━━ Task material ━━

PR #631, opened 2020-12-22
Support Python style type hints

saidctb:
Accept Python annotations. For example:

```python
def fib(n: int) -> int:
    if n<=1:
        return 0
    elif n==2:
        return 1
    else:
        return fib(n-1) + fib(n-2)
```

### DIFF
--- a/pyccel/parser/syntactic.py
+++ b/pyccel/parser/syntactic.py
@@ -394,7 +394,7 @@ class SyntaxParser(BasicParser):
                 else:
                     arg = Argument(a.arg, kwonly=True, annotation=annotation)
 
-            arguments.append(arg)
+                arguments.append(arg)
 
         return arguments
 
--- a/pyccel/parser/syntactic.py
+++ b/pyccel/parser/syntactic.py
@@ -657,6 +657,9 @@ class SyntaxParser(BasicParser):
                 annotated_args.append(a.argument.annotation)
 
         if all(not a==Nil() for a in annotated_args):
+            if stmt.returns:
+                returns = ValuedArgument(Symbol('results'),self._visit(stmt.returns))
+                annotated_args.append(returns)
             decorators['types'] = [Function('types')(*annotated_args)]
 
         for d in self._visit(stmt.decorator_list):
--- a/pyccel/parser/syntactic.py
+++ b/pyccel/parser/syntactic.py
@@ -649,7 +649,13 @@ class SyntaxParser(BasicParser):
         decorators = {}
 
         # add the decorator @types if the arguments are annotated
-        annotated_args = [a.annotation for a in arguments]
+        annotated_args = []
+        for a in arguments:
+            if isinstance(a, Argument):
+                annotated_args.append(a.annotation)
+            elif isinstance(a, ValuedArgument):
+                annotated_args.append(a.argument.annotation)
+
         if all(not a==Nil() for a in annotated_args):
             decorators['types'] = [Function('types')(*annotated_args)]
 
--- a/pyccel/parser/syntactic.py
+++ b/pyccel/parser/syntactic.py
@@ -372,18 +372,22 @@ class SyntaxParser(BasicParser):
         return expr
 
     def _visit_arguments(self, stmt):
-        arguments = []
+
         if stmt.vararg or stmt.kwarg:
             errors.report(VARARGS, symbol = stmt,
                     severity='fatal')
 
+        arguments       = []
         if stmt.args:
             n_expl = len(stmt.args)-len(stmt.defaults)
-            arguments += [Argument(a.arg) for a in stmt.args[:n_expl]]
-            arguments += [ValuedArgument(Argument(a.arg),self._visit(d)) for a,d in zip(stmt.args[n_expl:],stmt.defaults)]
+            positional_args        = [Argument(a.arg, annotation=self._visit(a.annotation)) for a in stmt.args[:n_expl]]
+            valued_arguments       = [ValuedArgument(Argument(a.arg, annotation=self._visit(a.annotation)),\
+                                      self._visit(d)) for a,d in zip(stmt.args[n_expl:],stmt.defaults)]
+            arguments              = positional_args + valued_arguments
         if stmt.kwonlyargs:
-            arguments += [ValuedArgument(Argument(a.arg),self._visit(d), kwonly=True) if d is not None
-                        else Argument(a.arg, kwonly=True) for a,d in zip(stmt.kwonlyargs,stmt.kw_defaults)]
+            kwonly_arguments       = [ValuedArgument(Argument(a.arg, annotation=self._visit(a.annotation)),self._visit(d), kwonly=True) if d is not None
+                                     else Argument(a.arg, kwonly=True) for a,d in zip(stmt.kwonlyargs,stmt.kw_defaults)]
+            arguments       += kwonly_arguments
 
         return arguments
 
@@ -643,6 +647,12 @@ class SyntaxParser(BasicParser):
             return container
 
         decorators = {}
+
+        # add the decorator @types if the arguments are annotated
+        annotated_args = [a.annotation for a in arguments]
+        if all(not a==Nil() for a in annotated_args):
+            decorators['types'] = [Function('types')(*annotated_args)]
+
         for d in self._visit(stmt.decorator_list):
             tmp_var = str(d) if isinstance(d, Symbol) else str(type(d))
             if tmp_var in decorators:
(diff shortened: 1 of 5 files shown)


pyccel/parser/syntactic.py
```diff
@@ -372,18 +372,22 @@ def _visit_AugAssign(self, stmt):
...
-            arguments += [Argument(a.arg) for a in stmt.args[:n_expl]]
-            arguments += [ValuedArgument(Argument(a.arg),self._visit(d)) for a,d in zip(stmt.args[n_expl:],stmt.defaults)]
+            positional_args        = [Argument(a.arg, annotation=self._visit(a.annotation)) for a in stmt.args[:n_expl]]
+            valued_arguments       = [ValuedArgument(Argument(a.arg, annotation=self._visit(a.annotation)),\
+                                      self._visit(d)) for a,d in zip(stmt.args[n_expl:],stmt.defaults)]
+            arguments              = positional_args + valued_arguments
         if stmt.kwonlyargs:
-            arguments += [ValuedArgument(Argument(a.arg),self._visit(d), kwonly=True) if d is not None
-                        else Argument(a.arg, kwonly=True) for a,d in zip(stmt.kwonlyargs,stmt.kw_defaults)]
+            kwonly_arguments       = [ValuedArgument(Argument(a.arg, annotation=self._visit(a.annotation)),self._visit(d), kwonly=True) if d is not None
```
EmilyBourne, line 388: This line barely fits on screen. Could you break it up a bit more? Or maybe there should be a function for this?

pyccel/parser/syntactic.py
```diff
@@ -643,6 +647,21 @@ def fill_types(ls):
             return container
 
         decorators = {}
+
+        # add the decorator @types if the arguments are annotated
```
EmilyBourne, line 651: If the user has provided a decorator and adds type annotations do we get a warning? Should we?

pyccel/parser/syntactic.py
```diff
@@ -643,6 +647,21 @@ def fill_types(ls):
...
+        annotated_args = []
+        for a in arguments:
+            if isinstance(a, Argument):
+                annotated_args.append(a.annotation)
+            elif isinstance(a, ValuedArgument):
+                annotated_args.append(a.argument.annotation)
```
EmilyBourne, line 657: Would this not be faster with list comprehensions. Ie:
```
annotated_args = [a.annotation if isinstance(a, Argument) else a.argument.annotation \
                  for a in arguments if isinstance(a, (Argument, ValuedArgument)]
```
or perhaps better:
```
annotated_args  = [a.annotation for a in arguments if isinstance(a, Argument)]
annotated_args += [a.argument.annotation for a in arguments if isinstance(a, ValuedArgument)]
```

pyccel/parser/syntactic.py
```diff
@@ -643,6 +647,21 @@ def fill_types(ls):
...
+
+        if all(not a==Nil() for a in annotated_args):
```
EmilyBourne, line 659: Is `__eq__` implemented for `Nil()`? I think we usually write `isinstance(a, Nil)`

tests/epyccel/modules/python_annotations.py
```diff
@@ -0,0 +1,41 @@
...
+    from numpy import full, int32
+    z = full((2,3),5,order='F', dtype=int32)
+    x[:] = (x // y) * x + z
+
+def array_real_1d_complex_3d_expr( x:'real[:]', y:'real[:]' ):
+    from numpy import full
+    z = full(3,5)
+    x[:] = (x // y) * x + z
+
+def fib(n: int) -> int:
```
EmilyBourne, line 34: Does the following work:
```
def fib(n: np.int32) -> np.int32:
```
?

tests/epyccel/test_epyccel_python_annotations.py
```diff
@@ -0,0 +1,8 @@
+# pylint: disable=missing-function-docstring, missing-module-docstring/
+from pyccel.epyccel import epyccel
+
+def test_module_1():
+    import modules.python_annotations as mod
+
+    modnew = epyccel(mod)
+    assert modnew.fib(10) == mod.fib(10)
```
EmilyBourne, line 8: Why are you only using one of the test functions you wrote?

EmilyBourne (changes requested):

pyccel/parser/syntactic.py
saidctb: it will be an interface, if it's duplicated we will get a warning

pyccel/parser/syntactic.py
saidctb: yes you are right I can break it into two lines

pyccel/parser/syntactic.py
saidctb: I didn't do it, because it becomes unreadable

tests/epyccel/modules/python_annotations.py
saidctb: not yet, it works like the @types decorator

tests/epyccel/test_epyccel_python_annotations.py
saidctb: I only test the compilation, there is no need to test the results

pyccel/parser/syntactic.py
saidctb: done

tests/epyccel/modules/python_annotations.py
EmilyBourne: Have you tried it? I think we can use `np.int32` as `dtype` for arrays so the semantics should understand it

tests/epyccel/test_epyccel_python_annotations.py
EmilyBourne: It doesn't do any harm though, just in case the types are misinterpreted. Even if I don't see how they could be

pyccel/parser/syntactic.py
```diff
@@ -372,18 +372,29 @@ def _visit_AugAssign(self, stmt):
...
-                        else Argument(a.arg, kwonly=True) for a,d in zip(stmt.kwonlyargs,stmt.kw_defaults)]
+            for a,d in zip(stmt.kwonlyargs,stmt.kw_defaults):
+                annotation = self._visit(a.annotation)
+                if d is not None:
+                    arg = Argument(a.arg, annotation=annotation)
+                    arg = ValuedArgument(arg, self._visit(d), kwonly=True)
+                else:
+                    arg = Argument(a.arg, kwonly=True, annotation=annotation)
+
+            arguments.append(arg)
```
EmilyBourne, line 397: Should this be in the for loop?

tests/epyccel/modules/python_annotations.py
saidctb: it's needs much more work because everything is converted to the header syntax , so we need to modify the headers in order to understand the language, or abandon the headers

tests/epyccel/test_epyccel_python_annotations.py
saidctb: okay

pyccel/parser/syntactic.py
saidctb: ah yes you are right

tests/epyccel/modules/python_annotations.py
saidctb: if the following works then it will automatically work here,
`#$ header function f(np.int32) results(np.int32)`
or
`@types(np.int32, np.int32)`

saidctb: what I'm doing now is convert the python type hints to the `@types` decorator and then it gets converted to a header string in the syntactic stage.
one way to solve this issue is to make the conversion in the semantics stage from the `@types` to the header language, with this we will avoid updating the header language.

EmilyBourne: ok

saidctb: I created this issue  #633 to solve this problem

pyccel/parser/syntactic.py

tests/epyccel/test_epyccel_python_annotations.py
saidctb: done

pyccel/parser/syntactic.py
yguclu: Actually I find list comprehensions very readable in general, but maybe not much so in this case.

The second suggestion of @EmilyBourne changes the order of the elements in `annotated_args` compared to the original code of @saidctb. Is that a problem?

saidctb: yes we need to keep the order

EmilyBourne (approved):

yguclu (approved):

━━━

[What you have to do]
Quote the listing above, but only from the line that shows "saidctb: okay" through the line that shows "yguclu: Actually I".

[Solution to the exercise]
saidctb: okay

pyccel/parser/syntactic.py
saidctb: ah yes you are right

tests/epyccel/modules/python_annotations.py
saidctb: if the following works then it will automatically work here,
`#$ header function f(np.int32) results(np.int32)`
or
`@types(np.int32, np.int32)`

saidctb: what I'm doing now is convert the python type hints to the `@types` decorator and then it gets converted to a header string in the syntactic stage.
one way to solve this issue is to make the conversion in the semantics stage from the `@types` to the header language, with this we will avoid updating the header language.

EmilyBourne: ok

saidctb: I created this issue  #633 to solve this problem

pyccel/parser/syntactic.py

tests/epyccel/test_epyccel_python_annotations.py
saidctb: done

pyccel/parser/syntactic.py
yguclu: Actually I find list comprehensions very readable in general, but maybe not much so in this case.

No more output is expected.